- _What you have to do_
Using the records below, transcribe word for word the stretch from the line that contains "in0 * sfpi::setsgn(_sfpu_reciprocal_<4>(in1), in1);" through the line that contains "sfpi::vConst0p8373 + sfpi::vConstFloatPrgm2;", both end lines included, and nothing else.

── Given entries ──

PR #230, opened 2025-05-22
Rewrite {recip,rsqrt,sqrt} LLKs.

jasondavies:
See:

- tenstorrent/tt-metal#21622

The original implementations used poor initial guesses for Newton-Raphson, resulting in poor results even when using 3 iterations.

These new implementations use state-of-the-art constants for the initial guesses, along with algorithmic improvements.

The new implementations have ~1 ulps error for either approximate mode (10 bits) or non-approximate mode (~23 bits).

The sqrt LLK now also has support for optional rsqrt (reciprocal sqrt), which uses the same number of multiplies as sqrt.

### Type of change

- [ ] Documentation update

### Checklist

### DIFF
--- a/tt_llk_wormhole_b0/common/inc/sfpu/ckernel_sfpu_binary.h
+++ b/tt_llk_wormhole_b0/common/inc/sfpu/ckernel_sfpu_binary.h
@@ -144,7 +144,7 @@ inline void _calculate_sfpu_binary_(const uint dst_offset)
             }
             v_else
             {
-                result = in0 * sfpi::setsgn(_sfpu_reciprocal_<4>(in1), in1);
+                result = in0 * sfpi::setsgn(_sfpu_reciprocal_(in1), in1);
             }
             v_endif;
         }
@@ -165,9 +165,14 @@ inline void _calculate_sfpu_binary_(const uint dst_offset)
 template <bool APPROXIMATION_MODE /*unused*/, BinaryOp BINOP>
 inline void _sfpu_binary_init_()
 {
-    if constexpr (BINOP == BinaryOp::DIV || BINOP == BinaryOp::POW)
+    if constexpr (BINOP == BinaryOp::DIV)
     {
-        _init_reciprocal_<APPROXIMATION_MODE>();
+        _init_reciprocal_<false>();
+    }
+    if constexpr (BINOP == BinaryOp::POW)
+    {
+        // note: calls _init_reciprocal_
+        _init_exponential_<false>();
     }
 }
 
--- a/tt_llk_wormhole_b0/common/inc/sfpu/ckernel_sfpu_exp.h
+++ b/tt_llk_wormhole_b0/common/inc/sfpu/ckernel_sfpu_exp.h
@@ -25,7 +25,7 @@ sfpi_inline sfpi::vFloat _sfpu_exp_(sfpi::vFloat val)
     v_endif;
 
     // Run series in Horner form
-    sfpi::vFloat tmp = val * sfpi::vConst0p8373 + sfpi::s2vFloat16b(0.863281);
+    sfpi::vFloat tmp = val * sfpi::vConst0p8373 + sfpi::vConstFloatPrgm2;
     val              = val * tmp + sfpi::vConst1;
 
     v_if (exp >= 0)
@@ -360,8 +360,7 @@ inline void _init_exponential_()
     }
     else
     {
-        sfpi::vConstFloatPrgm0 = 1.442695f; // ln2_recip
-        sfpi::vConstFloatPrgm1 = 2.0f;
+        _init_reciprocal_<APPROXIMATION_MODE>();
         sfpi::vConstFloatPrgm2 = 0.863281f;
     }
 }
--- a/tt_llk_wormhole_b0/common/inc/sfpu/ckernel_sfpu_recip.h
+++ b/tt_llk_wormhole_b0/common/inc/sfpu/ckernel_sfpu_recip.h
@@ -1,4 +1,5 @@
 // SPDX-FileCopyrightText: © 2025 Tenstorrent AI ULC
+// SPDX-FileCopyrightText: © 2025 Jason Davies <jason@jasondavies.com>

───

- _Task result_
-                result = in0 * sfpi::setsgn(_sfpu_reciprocal_<4>(in1), in1);
+                result = in0 * sfpi::setsgn(_sfpu_reciprocal_(in1), in1);
             }
             v_endif;
         }
@@ -165,9 +165,14 @@ inline void _calculate_sfpu_binary_(const uint dst_offset)
 template <bool APPROXIMATION_MODE /*unused*/, BinaryOp BINOP>
 inline void _sfpu_binary_init_()
 {
-    if constexpr (BINOP == BinaryOp::DIV || BINOP == BinaryOp::POW)
+    if constexpr (BINOP == BinaryOp::DIV)
     {
-        _init_reciprocal_<APPROXIMATION_MODE>();
+        _init_reciprocal_<false>();
+    }
+    if constexpr (BINOP == BinaryOp::POW)
+    {
+        // note: calls _init_reciprocal_
+        _init_exponential_<false>();
     }
 }
 
--- a/tt_llk_wormhole_b0/common/inc/sfpu/ckernel_sfpu_exp.h
+++ b/tt_llk_wormhole_b0/common/inc/sfpu/ckernel_sfpu_exp.h
@@ -25,7 +25,7 @@ sfpi_inline sfpi::vFloat _sfpu_exp_(sfpi::vFloat val)
     v_endif;
 
     // Run series in Horner form
-    sfpi::vFloat tmp = val * sfpi::vConst0p8373 + sfpi::s2vFloat16b(0.863281);
+    sfpi::vFloat tmp = val * sfpi::vConst0p8373 + sfpi::vConstFloatPrgm2;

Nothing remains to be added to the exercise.